» **The records**

----------

PR #110, opened 2020-01-21
cctool: add "manifest" subcommand

hdonnay:
This adds a subcommand to cctool that just emits claircore manifests on stdout.

### DIFF
--- a/cmd/cctool/manifest.go
+++ b/cmd/cctool/manifest.go
@@ -1,0 +1,76 @@
+package main
+
+import (
+	"bufio"
+	"bytes"
+	"context"
+	"encoding/json"
+	"errors"
+	"flag"
+	"fmt"
+	"os"
+	"strings"
+	"sync"
+	"time"
+)
+
+type manifestConfig struct {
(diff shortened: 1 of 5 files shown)


docs/contributor.md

----------

» **What you will do**
Copy out, in full, each line above that has the word "cctool" in it.

» **Task output**
cctool: add "manifest" subcommand
This adds a subcommand to cctool that just emits claircore manifests on stdout.
--- a/cmd/cctool/manifest.go
+++ b/cmd/cctool/manifest.go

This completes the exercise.